Assuming the city ordinance to have been duly and legally passed and ratified, in conformity with the act of the legislature of May 15, 1869, (Sp. Laws 1869, ch. 34,) it cannot be doubted that an acceptance of its terms and conditions, and full compliance therewith, on the part of the company, in the construction of its road, constituted a valid and binding contract between it and the city.

It is well settled that, in all cases where equitable relief is sought through the extraordinary remedy of an injunction, the facts entitling the party to such relief mu§t be clearly and positively alleged and shown. It is not enough that their existence may be inferred or spelt out from the averments in the complaint. If, in this case, the relief sought was intended to be based upon the fact that no contract existed between the -company and the city, growing out of *439the passage of the ordinance and its acceptance by the company, that fact should have been distinctly stated, or made clearly to appear, in the complaint.

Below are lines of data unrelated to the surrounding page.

PR #229, opened 2024-07-09
Improve troubleshooting instructions

### LINKED ISSUE #226: Document `cpufreq=xen:hwp=off` workaround on freezes
I was setting up Qubes 4.2.2rc1 and ran into https://github.com/QubesOS/qubes-issues/issues/8825 again, we should probably document the workaround:

1. Edit the xen command-line on boot via grub to set `cpufreq=xen:hwp=off`, then start up
2. Edit `/etc/default/grub` to set the xen command-line persistently as explained in https://github.com/QubesOS/qubes-issues/issues/8825#issuecomment-2100470543 and the follow-up

legoktm:
* Add `cpufreq=xen:hwp=off` full system freezes workaround
  * Document the workaround for
    <https://github.com/QubesOS/qubes-issues/issues/8825> by setting the
    corresponding Xen command-line parameter by editing the grub menu to be
    able to boot into a non-frozen state, and then the grub config itself to
    persist the workaround.
* Move "Unable to reset PCI device" to Troubleshooting page
  * Despite it only affecting specific hardware, this seems like a better
    place to document it when people run into it during installation.
    The only change to the text itself is that the dom0 terminal instructions
    now refer to the Qubes 4.2 way of opening it.

Fixes #226.

### DIFF
--- a/docs/admin/install/troubleshoot.rst
+++ b/docs/admin/install/troubleshoot.rst
@@ -63,6 +63,38 @@ For both device IDs (e.g. ``dom0:00_1f.6`` and ``dom0:00_14.3``), you will need 
 
 .. |screenshot_sys_net_pci_reset| image:: ../../images/screenshot_sys_net_pci_reset.png
 
+Full system freezes
+~~~~~~~~~~~~~~~~~~~
+
+A `known issue <https://github.com/QubesOS/qubes-issues/issues/8825>`_ with some hardware results in Qubes fully freezing.
+If you encounter this issue, you will need to forcibly restart your computer, usually by holding down the power button.
+
+When you boot up, you will see a black-and-white menu with the following options:
+
+.. code-block:: text
+
+  Qubes, with Xen hypervisor
+  Advanced options for Qubes (with Xen hypervisor)
+  UEFI Firmware Settings
+
+While ``Qubes, with Xen hypervisor`` is selected, press :kbd:`e` to edit the option. You should now see a rudimentary
+edit interface.
+
+Find the line that starts with ``multiboot2   /xen-`` and ends with ``${xen_rm_opts}``. Use the arrow keys to move your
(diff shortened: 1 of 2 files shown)


docs/admin/install/troubleshoot.rst
```diff
@@ -25,6 +25,77 @@ This is a transient error that may affect any of the SecureDrop Workstation VMs.
...
+
+While ``Qubes, with Xen hypervisor`` is selected, press :kbd:`e` to edit the option. You should now see a rudimentary
+edit interface.
+
+Find the line that starts with ``multiboot2   /xen-`` and ends with ``${xen_rm_opts}``. Use the arrow keys to move your
+cursor to before ``${xen_rm_opts}`` and type :kbd:`cpufreq=xen:hwp=off` (leave a space between ``off`` and the ``$``.
+
+Press :kbd:`Ctrl-x` to continue with booting. This will fix the current boot, we now need to make the fix permanent.
+
+Once Qubes has started and you have logged in, open a ``dom0`` terminal via **Q > Terminal Emulator** and type
```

Instead, however, the ordinance is alleged to have been passed by the council, and voted upon by the people, and approved by them, at an election held for that purpose. It is averred that “ said railway company has fully constructed and completed its said road, and is operating the same, as in said ordinance required,” and “that said common council of the city of Hastings has made no agreement with said railway company for, or relating to, the disposal of said bonds, or the proceeds thereof, in aid of said railway.” These several averments must all stand together, if possible, and be construed accordingly. Hence the last cannot be held as negativing the existence of an agreement between the city and the company, such as is necessarily implied from the passage of the ordinance by the former and its acceptance by the latter. It does not negative the expressly averred fact ‘ ‘ that the company has constructed and completed its road as in said ordinance required;” and the fair implication from this is that the terms and conditions of the ordinance have been fully complied with on the part of the company — a fact necessarily presupposing an acceptance on its part. This conclusion is strengthened by the fact that the complaint particularly specifies the grounds of objection to the issuance of the bonds to be an alleged irregularity in the publication of the ordinance, and an insufficient notice of the election at which it was ratified, and not the want of an agreement between the city and company.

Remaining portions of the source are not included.